Adhesion Molecules of Leukocyte Trafficking :
Molecular Basis of Leukocyte Transmigration

Leukocyte transmigrates across the endothelium via the endothelial cell junctions. The endothelial junctions are stabilized by the tight junctions and the adherens junctions. Both types of supramolecular structures are present throughout the body with tight junctions being prevalent in areas where barrier maintenance is critical and adherens junctions in areas such as the high endothelial venuoles, where there is a high rate of leukocyte transmigration. The main components of the tight junction are the occludins, claudins, JAM-A, B, and C. The adherens junctions are stabilized by the vascular endothelial (VE)-cadherins, which are associated to the actin cytoskeleton via the catenins, platelet endothelial cellular adhesion molecule-1 (PECAM-1, CD31) and CD99.

The molecular processes associated with transmigration are sufficiently complex as they involve not only the binding events between the leukocyte and the endothelial cell, but also the disruption of the endothelial junction. An important early event in transmigration is the binding of LFA-1 to JAM-A. This is followed by homophilic interactions between JAM-A, PECAM-1 and CD-99. Subsequent interactions between PECAM-1 and a v b 3 , allow the cell to leave the endothelial junction ( Schenkel et al., 2004) . JAM-B and JAM-C have also been implicated in some of the later events of transmigration.

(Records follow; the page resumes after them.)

Issue #2588, opened 2025-12-18
Variables passed via command line are not processed in task 3.46.1


msardara:
# Description

I have a set of script calling task to accomplish some builds.

I pass the variables using the following syntax:

```
task VALUE=value
```

This used to work until version 3.46.1, which broke this behavior.

# Minimal reproducible example

Taskfile.yaml
```yaml
---

version: '3'

vars:
  PROFILE: '{{.PROFILE | default "debug"}}'
  RELEASE:
    sh: '[[ {{.PROFILE}} == "release" ]] && echo "--release" || echo ""'

tasks:
  print:
    desc: "Print release"
    cmds:
      - echo {{.RELEASE}}
```

Working:
```
task --version
3.45.4

task -v print PROFILE=release
task: dynamic variable: "[[ release == \"release\" ]] && echo \"--release\" || echo \"\"" result: "--release"
task: "print" started
task: [print] echo --release
--release
task: "print" finished
```

Not working:
```
task --version
3.46.1

task -v print PROFILE=release
task: dynamic variable: "[[ debug == \"release\" ]] && echo \"--release\" || echo \"\"" result: ""
task: "print" started
task: [print] echo

task: "print" finished
```

### Version

3.46.1

### Operating system

Any

### Example Taskfile

```YAML
---

version: '3'

vars:
  PROFILE: '{{.PROFILE | default "debug"}}'
  RELEASE:
    sh: '[[ {{.PROFILE}} == "release" ]] && echo "--release" || echo ""'

tasks:
  print:
    desc: "Print release"
    cmds:
      - echo {{.RELEASE}}
```

trulede:
@vmaerten if I revert 5889ff6b6525f804e7d301beb9fd70445946a3e2 this works ... ~~which makes me wonder if that underlying issue was inadvertently resolved at some point?~~

```
---
version: '3'

silent: true

vars:
  FOO: '{{.FOO | default "foo"}}'

tasks:
  default:
    cmds:
      - echo FOO={{.FOO}}
```

yields (with 3.46.1)

```
$ task FOO=bar
FOO=foo
```

trulede:
OK, 5889ff6b6525f804e7d301beb9fd70445946a3e2 is fixing this issue in 3.46.1, so it is having an effect.

```
version: '3'

vars:
  ENV: '{{.ENV | default .CLI_ARGS}}'   # use of CLI_ARGS here

tasks:
  debug:
    cmds:
      - echo '{{.ENV}}'
```

[...]

PR #2589, opened 2025-12-18
fix: CLI variables should take priority over Taskfile defaults

vmaerten:
fixes https://github.com/go-task/task/issues/2588

When using `task FOO=bar` with a Taskfile containing `FOO: '{{.FOO | default "foo"}}'`, the CLI value was being overwritten by the Taskfile default.

The ReverseMerge function was incorrectly allowing Taskfile variables to overwrite CLI globals. Now it skips variables that already exist in the CLI globals, ensuring user-provided values take priority while still making CLI globals available for templating.

Fixes regression introduced in #2403.

### DIFF
--- a/cmd/task/task.go
+++ b/cmd/task/task.go
@@ -172,18 +172,23 @@ func run() error {
 		calls = append(calls, &task.Call{Task: "default"})
 	}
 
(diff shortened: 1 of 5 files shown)


trulede:
I also tested it for both cases, and a few others, seems good.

Inflammation leads to a number of changes that occur at the junction in order for leukocyte transmigration to be possible. The breakdown and internalization of the VE-cadherin complexes is mediated by protease calpain or, in the case of neutrophil transmigration, the neutrophil elastase enzyme. Inflammation is also associated with redistribution of PECAM-1 and JAM-A to assist in the recruitment of leukocytes to the junction.